Medical, dental, and vision insurance with employer contributions to Health Savings Accounts.
Pre-tax accounts for Health FSA, Dependent Care FSA, and commuter expenses.
401(k) retirement plan with employer match.
Paid parental leave (up to 24 weeks for birth parents and 20 weeks for non-birthing parents), plus paid medical and caregiver leave (up to 8 weeks).
Paid time off: flexible PTO for exempt employees and up to 15 days annually for non-exempt employees.
13+ paid company holidays and multiple company office closures, plus paid sick or safe time as required by law.
Mental health and wellness support; employer-paid basic life and disability coverage.
Annual learning and development stipend.
Daily meals in offices and meal delivery credits as eligible.
Relocation support for eligible employees.
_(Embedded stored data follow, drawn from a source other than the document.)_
PR #597, opened 2024-07-23
Smart Wallets: Error Observability & Handling (Resolves WAL-2559)

devlyn37:
## Description

The SDK exposes two main pieces:
- `SmartWalletSDK.getOrCreateWallet`
- the `EVMSmartWallet`, along with its `viem` clients

This PR:
- Adds `ErrorProcessor` class and uses them to both places, which makes sure that:
    - A nice error is bubbled up to the developer
    - The original error is recorded.
- Improves the decoration we apply to `smartAccountClients`.

## Test plan

Locally:
- Verified the client decorator properly decorates: `sendTransaction`, `sendUserOperation`, `writeContract`, `signMessage`, `signTypedData`, by confirming through logging and error handling work as expected. ✅ 
- Tested all cases for `ErrorProcessor`. ✅ 
    - Viem errors are bubbled up
    - SmartWalletSDK errors are bubbled up
    - In all other cases the fallback is thrown


packages/client/wallets/smart-wallet/src/blockchain/wallets/clientDecorator.ts
```diff
@@ -0,0 +1,124 @@
...
+    }
+
+    private async execute<M extends TxnMethod | SignMethod>(
+        target: SmartAccountClient<EntryPoint>,
+        prop: M,
+        // eslint-disable-next-line @typescript-eslint/ban-types
+        originalMethod: Function,
+        args: any[],
+        crossmintChain: EVMBlockchainIncludingTestnet
+    ) {
```
devlyn37, line 77: I tried taking the generics a little further here by having something like:

```TS
private async execute<M extends TxnMethod | SignMethod>(
    target: SmartAccountClient<EntryPoint>,
    prop: M,
    originalMethod: SmartAccountClient<EntryPoint>[M],
    args: Parameters<SmartAccountClient<EntryPoint>[M]>,
    crossmintChain: EVMBlockchainIncludingTestnet
): Promise<ReturnType<SmartAccountClient<EntryPoint>[M]>>
```

But TS isn't smart enough to figure out narrow types from a tuple yet, so theres no real benefit, and it isn't v/ compatible with the typing `proxy` and `Reflect` use, so requires a lot of casting and is v/ messy for no benefit.

packages/client/wallets/smart-wallet/src/error/index.ts
```diff
@@ -17,24 +14,12 @@ export class SmartWalletSDKError extends Error {
...
-    }
-}
-
 export class TransferError extends SmartWalletSDKError {
     constructor(message: string) {
         super(message, SmartWalletErrors.TRANSFER);
     }
 }
 
-export class TransactionError extends SmartWalletSDKError {
```
devlyn37, line 32: If there's a error during a transaction or signing, we want to throw either the corresponding viem error, or an error related to the signer type (For ex. we'll catch and format webauthn errors w/ better messages for passkeys)

packages/client/wallets/smart-wallet/src/error/index.ts
```diff
@@ -17,24 +14,12 @@ export class SmartWalletSDKError extends Error {
     }
 }
 
-export class NotAuthorizedError extends SmartWalletSDKError {
```
devlyn37, line 20: This wasn't being used, and should be pulled in from the base SDK if possible.

packages/client/wallets/smart-wallet/src/blockchain/wallets/clientDecorator.ts
```diff
@@ -0,0 +1,127 @@
...
+                    );
+            },
+        }) as Client;
+    }
+
+    private async execute<M extends TxnMethod | SignMethod>(
+        target: SmartAccountClient<EntryPoint>,
+        prop: M,
+        // eslint-disable-next-line @typescript-eslint/ban-types
+        originalMethod: Function,
```
devlyn37, line 74: linter doesn't like this, but this is more descriptive than `any`.

Using `SmartAccountClient<EntryPoint>[M]` doesn't play nicely the proxy code.

packages/client/wallets/smart-wallet/src/blockchain/wallets/clientDecorator.ts
```diff
@@ -0,0 +1,127 @@
...
+    constructor(private readonly errorProcessor: ErrorProcessor) {}
+
+    public decorate<Client extends SmartAccountClient<EntryPoint>>({
+        crossmintChain,
+        smartAccountClient,
+    }: {
+        crossmintChain: EVMBlockchainIncludingTestnet;
+        smartAccountClient: Client;
+    }): Client {
+        return new Proxy(smartAccountClient, {
```
bryan-eastwood3, line 50: Pretty cool

packages/client/wallets/smart-wallet/src/SmartWalletSDK.ts
```diff
@@ -48,7 +60,14 @@ export class SmartWalletSDK extends LoggerWrapper {
         return logPerformance(
             "GET_OR_CREATE_WALLET",
             async () => {
-                return await this.smartWalletService.getOrCreate(user, chain, walletConfig);
+                try {
```
bryan-eastwood3, line 63: It might be cool to use a `Proxy` for this pattern, we do this in a bunch of places in the SDK

packages/client/wallets/smart-wallet/src/blockchain/wallets/clientDecorator.ts
bryan-eastwood3: There may be a better type to use but probably not worth messing with TS for a private method

packages/client/wallets/smart-wallet/src/blockchain/wallets/clientDecorator.ts
```diff
@@ -0,0 +1,127 @@
...
+    /*
+     * Chain that ZD uses Gelato as for bundler require special parameters:
+     * https://docs.zerodev.app/sdk/faqs/use-with-gelato#transaction-configuration
+     */
+    private addGelatoBundlerProperties(
+        crossmintChain: EVMBlockchainIncludingTestnet,
+        txnParams: { maxFeePerGas?: bigint; maxPriorityFeePerGas?: bigint }
+    ) {
+        if (usesGelatoBundler(crossmintChain)) {
+            return { ...txnParams, maxFeePerGas: "0x0" as any, maxPriorityFeePerGas: "0x0" as any };
```
bryan-eastwood3, line 122: If this is critical to make the code actually work I'm worried about putting it in a class that seems to mostly be for logging/proxy and isn't easy to find from reading the implementation classes. I'm not super familiar with what all this code does, so lmk if what I'm saying is applicable

devlyn37: Context:
- We expose `viem` wallet and public clients through the `EVMSmartWallet`.
- Under the hood, those clients are from `ZeroDev`.
    - When using certain chains, the ZeroDev client will fail unless these values are here.
    - We want devs to be able to call any of the client methods, and not have to worry about this.

devlyn37: With that context in mind, do you have any reservations. If so, any ideas for alternatives?

packages/client/wallets/smart-wallet/src/SmartWalletSDK.ts
devlyn37: There's 2 instances atm I think, I wanna wait a little longer until there's 3 or 4 before addressing, will be able to make a better abstraction with more cases.

packages/client/wallets/smart-wallet/src/blockchain/wallets/clientDecorator.ts
bryan-eastwood3: In that case it makes sense. If there was a clean way to do it by subclassing the viem wallet that might be preferable, but not a huge deal

bryan-eastwood3 (approved):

Additional taxable fringe benefits (charitable donation matching, wellness stipends).

About OpenAI

OpenAI is an AI research and deployment company dedicated to ensuring that general-purpose artificial intelligence benefits all of humanity. The company emphasizes safety, diverse perspectives, and equal employment opportunity. Background checks and reasonable accommodations are administered consistent with applicable law.